The Remembrance of Amalek - lermontov
http://therevealer.org/archives/20744
======
danielvf
This is about an interesting topic. Unfortunately it is written in the style
in which you score points by making tenuous allusions, adding quotations from
the right people, and inserting questions that have only the echo of meaning.

I quote at random:

"This King Phillip’s War, which made us, is now close to three and a half
centuries into the past. Yet what remains, and has not ended? The exorcist
cannot caste out demons until he knows their names, so now, in our continuing
American season of violence, it is required of us to identify these creatures
so that we may balm the traumas they have inflicted. As Slotkin wrote, “A
people unaware of its myths is likely to continue living by them.”..."

------
linksnapzz
Gaseous literatwaddle.

Serious historians can tell you all about King Phillip's War.
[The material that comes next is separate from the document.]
PR #857, opened 2026-09-04
fix(models): make vLLM structured output work, and make the Test button catch it

ViaJables:
Prod extractions and workflows were failing with `Native structured output is not supported by this model.` while chat kept working and dev was fine. Two tickets were filed for it.

## The bug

There's no need
to try and parse Cotton Mather for insights about the modern US; that makes as
much sense as reading Seneca to find out who Matteo Renzi will appoint to
which position next.

It might be helpful to the reader had Simon noted that Philip had a brother,
Wamsutta...who was given the name Alexander by the English. For all that hot
air, Simon doesn't mention what parallel one might draw from the death of King
Phillip, who was shot by another Wampanoag in the pay of Ben Church.